(Collected data)
....
PR #26573, opened 2026-02-26
ci: suppress baseline-browser-mapping warnings in webpack steps

frankmueller-msft:
## Summary

- PR #26544 added `BASELINE_BROWSER_MAPPING_IGNORE_OLD_DATA=1` to the build and lint steps in `include-build-lint.yml` to suppress the 100+ "data is over two months old" warnings from the `baseline-browser-mapping` transitive dependency of `browserslist`.
- That PR missed the two webpack `Npm@1` steps in `build-npm-client-package.yml` — the main `npm run webpack` step and the devtools `Build devtools` step — which also invoke browserslist and produce the same warnings.
- This PR adds the same `env` block to both webpack tasks, matching the pattern already established in `include-build-lint.yml`.

## Test plan

- [ ] Verify the YAML is syntactically valid (CI pipeline validation on PR)
- [ ] Confirm webpack steps no longer emit baseline-browser-mapping staleness warnings in build logs

### DIFF
--- a/tools/pipelines/templates/build-npm-client-package.yml
+++ b/tools/pipelines/templates/build-npm-client-package.yml
@@ -365,6 +365,9 @@ extends:
 
               - task: Npm@1
                 displayName: 'npm run webpack'
+                env:
+                  # Suppress baseline-browser-mapping staleness warnings during webpack.
+                  BASELINE_BROWSER_MAPPING_IGNORE_OLD_DATA: 1
                 inputs:
                   command: custom
                   workingDir: '$(Pipeline.Workspace)/${{ parameters.buildDirectory }}'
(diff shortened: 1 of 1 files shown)


alexvy86:
I don't see the warnings for either of those steps, neither in the `internal` CI runs nor the `public` PR ones (like I did for #26544 ). Can we point to where they show up that prompted these additions? I'd just don't want to sprinkle this env var in places where it is not necessary.

frankmueller-msft:
@alexvy86 You're right — I checked multiple CI builds (both before and after #26544 merged) and the `baseline-browser-mapping` warnings do **not** appear in the `npm run webpack` or `Build devtools` steps. They only show up in the build/lint steps, which #26544 already covers.

Builds checked:
- **380476** (PR #26568, post-#26544) — webpack log (log 68): no matches
- **380476** devtools log (log 81): no matches
- **380041** (PR `refactor/structured-return-types`, pre-#26544) — webpack log (log 68): no matches
- **380041** devtools log (log 81): no matches

This PR was a preemptive addition without confirming the warnings actually appear here. I'll close it.

PR #26575, opened 2026-02-26
Drop CommonJS support from React package

CraigMacomber:
## Description

Drop CommonJS support from the @fluidframework/reactpackage.
This package is rather new, and only has alpha APIs,
so this does not drop support for anything stable.

This enables this package to add future dependencies which are ESM only, and to have a simpler and faster build.

## Reviewer Guidance


Josmithr (approved):

CraigMacomber:
This is failing due to https://dev.azure.com/fluidframework/public/public%20Team/_build/results?buildId=380514&view=logs&j=5122cb2b-0fab-5462-27ab-7d04b7dfe6ec&t=90a828af-f36d-57be-f9c1-197780797175&l=2095 .

Looks like our CI is correctly detecting that we dropped CJS support, and is reporting that as an error.

Josmithr (approved):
....
→ **What the task requires**: Go through the records and output them all, word for word.

→ **Written response**:
PR #26573, opened 2026-02-26
ci: suppress baseline-browser-mapping warnings in webpack steps

frankmueller-msft:
## Summary

- PR #26544 added `BASELINE_BROWSER_MAPPING_IGNORE_OLD_DATA=1` to the build and lint steps in `include-build-lint.yml` to suppress the 100+ "data is over two months old" warnings from the `baseline-browser-mapping` transitive dependency of `browserslist`.
- That PR missed the two webpack `Npm@1` steps in `build-npm-client-package.yml` — the main `npm run webpack` step and the devtools `Build devtools` step — which also invoke browserslist and produce the same warnings.
- This PR adds the same `env` block to both webpack tasks, matching the pattern already established in `include-build-lint.yml`.

## Test plan

- [ ] Verify the YAML is syntactically valid (CI pipeline validation on PR)
- [ ] Confirm webpack steps no longer emit baseline-browser-mapping staleness warnings in build logs

### DIFF
--- a/tools/pipelines/templates/build-npm-client-package.yml
+++ b/tools/pipelines/templates/build-npm-client-package.yml
@@ -365,6 +365,9 @@ extends:
 
               - task: Npm@1
                 displayName: 'npm run webpack'
+                env:
+                  # Suppress baseline-browser-mapping staleness warnings during webpack.
+                  BASELINE_BROWSER_MAPPING_IGNORE_OLD_DATA: 1
                 inputs:
                   command: custom
                   workingDir: '$(Pipeline.Workspace)/${{ parameters.buildDirectory }}'
(diff shortened: 1 of 1 files shown)


alexvy86:
I don't see the warnings for either of those steps, neither in the `internal` CI runs nor the `public` PR ones (like I did for #26544 ). Can we point to where they show up that prompted these additions? I'd just don't want to sprinkle this env var in places where it is not necessary.

frankmueller-msft:
@alexvy86 You're right — I checked multiple CI builds (both before and after #26544 merged) and the `baseline-browser-mapping` warnings do **not** appear in the `npm run webpack` or `Build devtools` steps. They only show up in the build/lint steps, which #26544 already covers.

Builds checked:
- **380476** (PR #26568, post-#26544) — webpack log (log 68): no matches
- **380476** devtools log (log 81): no matches
- **380041** (PR `refactor/structured-return-types`, pre-#26544) — webpack log (log 68): no matches
- **380041** devtools log (log 81): no matches

This PR was a preemptive addition without confirming the warnings actually appear here. I'll close it.

PR #26575, opened 2026-02-26
Drop CommonJS support from React package

CraigMacomber:
## Description

Drop CommonJS support from the @fluidframework/reactpackage.
This package is rather new, and only has alpha APIs,
so this does not drop support for anything stable.

This enables this package to add future dependencies which are ESM only, and to have a simpler and faster build.

## Reviewer Guidance


Josmithr (approved):

CraigMacomber:
This is failing due to https://dev.azure.com/fluidframework/public/public%20Team/_build/results?buildId=380514&view=logs&j=5122cb2b-0fab-5462-27ab-7d04b7dfe6ec&t=90a828af-f36d-57be-f9c1-197780797175&l=2095 .

Looks like our CI is correctly detecting that we dropped CJS support, and is reporting that as an error.

Josmithr (approved):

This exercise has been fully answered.